兼好は後宇多天皇(在位1274-1287)に武士として仕えていましたが天皇が正中元年(1324)崩御すると出家。幾つかの地を経て、京都雙丘(ならびがおか)に居しました。歌人としても名高く、和歌四天王に数えられましたが、なんといっても現代まで彼の名を残したのは随筆「徒然草」(1330前後成立)です。
『徒然なるままに、日暮らし硯に向かいて、心に映りゆく由無し事をそこはかとなく書きつくれば、怪しうこそ物狂おしけれ』
中学高校の古典の授業では、あまり作品の時代背景に立ち入らないので彼を平安時代の人と思っている人が時々いますが、見ての通り彼は鎌倉末期から室町時代初頭にかけての人です。元寇が終了したのが弘安4年(1281)。兼好が生まれたのはその2年後です。

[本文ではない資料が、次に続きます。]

PR #137, opened 2021-05-24
Introduce treefmt

utdemir:
I noticed there were some ocaml files where `ocp-indent` wasn't applied. I also noticed that @dorranh was passing the Python sources from an indenter, which is a good idea.

So, I wanted to ensure that our code is indented on the CI, while being able to indent Ocaml and Python at the same time (I also added `nixpkgs-fmt` because I could, but it's not super important). 

There's a new tool called `treefmt` that does that. So I added that to the CI, and set it up to use:

* `ocp-indent` for ocaml
* `black` for python
* `nixpkgs-fmt` for nix

I didn't enabled Black support yet because I didn't want to introduce conflicts to `dorranh/clientTimeouts` branch. I also didn't reformatted all our files since the diff becomes massive if I do that. Do run `treefmt` locally if you want to see which files change. I will apply it right before we merge this branch.

I also had to update the Nixpkgs pin to get a newer version of `treefmt`, but we were due for an update anyway.

And I know we haven't discussed this before, so please feel free to disagree with the PR. Alternative is that we don't introduce a new tool, add our formatters to `make format`, run that on CI and assert on `git diff` being clean.


utdemir:
Actually, let's scrap treefmt and just add a `format.sh` script. No need to add a new dependency. I'll update this PR.

utdemir:
Actually, let's just have a `scripts/format.sh` instead of `treefmt`, no need to have another dependency.

PR #138, opened 2021-05-24
Enforce formatting on CI and format more extensions

utdemir:
Replaces #137.

I noticed there were some ocaml files where ocp-indent wasn't applied. I also noticed that @dorranh was passing the Python sources from an indenter, which is a good idea.

So, I wanted to ensure that our code is indented on the CI, while being able to indent Ocaml and Python at the same time (I also added nixpkgs-fmt because I could, but it's not super important). So I just put them all inside a `format.sh` script and removed the pre-commit hook (not fun to maintain two separate formatting thingies).

That's using:

* `ocp-indent` for ocaml
* `black` for python
* `nixpkgs-fmt` for nix
* `dune format-dune-file` for dune files

I did not include the actual reformatting yet since the diff becomes massive if I do that. Do run treefmt locally if you want to see which files change. I will apply it right before we merge this branch.


purcell:
Nice! Should the pre-commit not now call format.sh? I'm wary of people wasting time pushing to CI only for it to fail on indenting.

utdemir:
It's a bit hard, because the script doesn't know about which changes are actually staged, and it can only apply the changes to the current directory, instead of checking if everything is indented. And I'm wary of changing files without an explicit request to do so.

I guess we can work on the script to make it optionally only check staged files without any change, I'll take a look if it's easy.

purcell:
Any idea what caused the build failure after those further changes?

utdemir:
> Any idea what caused the build failure after those further changes?

Turns out I've missed a few dependencies in shell.nix, thanks!

I fixed it, and the current error is expected; it's complaining that some of the files are not formatted correctly. I'm not fixing them right now because it makes the PR diff pretty big, I can do it right before we merge this.

purcell:
Nice, I think any one of us can feel free to reformat the repo on top of this PR and merge it, or even just merge it and then reformat on `main` soon afterwards.

gkaracha:
> Nice, I think any one of us can feel free to reformat the repo on top of this PR and merge it, or even just merge it and then reformat on `main` soon afterwards.

Yeah, I can take care of this in a bit. I'd use the PR format first, and then merge the PR, so that CI always stays green.

gkaracha:
Actually @purcell let's wait a little for #131 and my current attempt to reduce the gas cost of `touch` before formatting the whole codebase.

PR #139, opened 2021-05-25
Update client to better handle deployment to non-sandbox networks

dorranh:
Enables the client to deploy to remote nodes / real networks and fixes a variety of stability issues causing timeout errors, etc.

PR #140, opened 2021-05-26
FA2 Token Metadata

utdemir:
This PR implements the [token_metadata functionality of TZIP-12][token-metadata-docs].

The way it is implemented is via supplying a `token_metadata` off-chain view of a certain type, which essentially is a `(string, bytes) map` per token type (kit and liquidity in our case).

It would be easy to just hardcode the values in the code, but that'd force people to recompile checker in order to customize token metadata. So I ended up writing the view by hand at deployment time. This is not so tricky here because it pretty much is only static data and does not require looking at our view.

The user can supply a JSON file containing their overrides with `--token-metadata` parameter, but without it we have some minimal defaults which seems to work:

```
>>> client.contract("KT19YUWzmowLnu5rQdWBNqiKBfWcoYF9XxjQ").token_metadata[0]
Trying to fetch token 0 metadata from off-chain view
Trying to fetch contract metadata from `tezos-storage:m`
ContractTokenMetadata(name='kit', symbol='KIT', decimals=6, symbolPreference=None, thumbnailUri=None, artifactUri=None, displayUri=None, description=None, minter=None, creators=None, isBooleanAmount=None, formats=None, tags=None, contributors=None, publishers=None, date=None, blockLevel=None, type=None, genres=None, language=None, identifier=None, rights=None, rightsUri=None, externalUri=None, isTransferable=None, shouldPreferSymbol=None, attributes=None, assets=None)
```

その元寇をしのいだ名執権・北条時宗が1284年にわずか34歳で亡くなると、鎌倉幕府は音を立てるように崩壊していき、50年後の1333年後醍醐天皇の許で建武中興が成立します。しかしその後武士の処遇を巡って新政府は分裂、1336年足利尊氏が室町幕府を開き、南北朝時代が始まります。
兼好が仕えた後宇多天皇は後醍醐天皇のお父さんで、文永の役・弘安の役という未曾有の国難を亀山上皇・北条時宗とともに乗り切った、苦労の人です。後宇多院が亡くなった1324年は正中の変があった年で、兼好はその後の鎌倉幕府の倒壊の状況をずっと見て、世の無常を強く実感したものと思われます。徒然草が成立した時期はそのまさに鎌倉幕府が滅亡への道をたどっていた、乱世の中です。
兼好が盛んにからかっている仁和寺(にんなじ)は仁和4年(888)に宇多天皇が建立したもので、宇多天皇自身が退位後ここに入寺、以来何代もの上皇がここの住持を務めています。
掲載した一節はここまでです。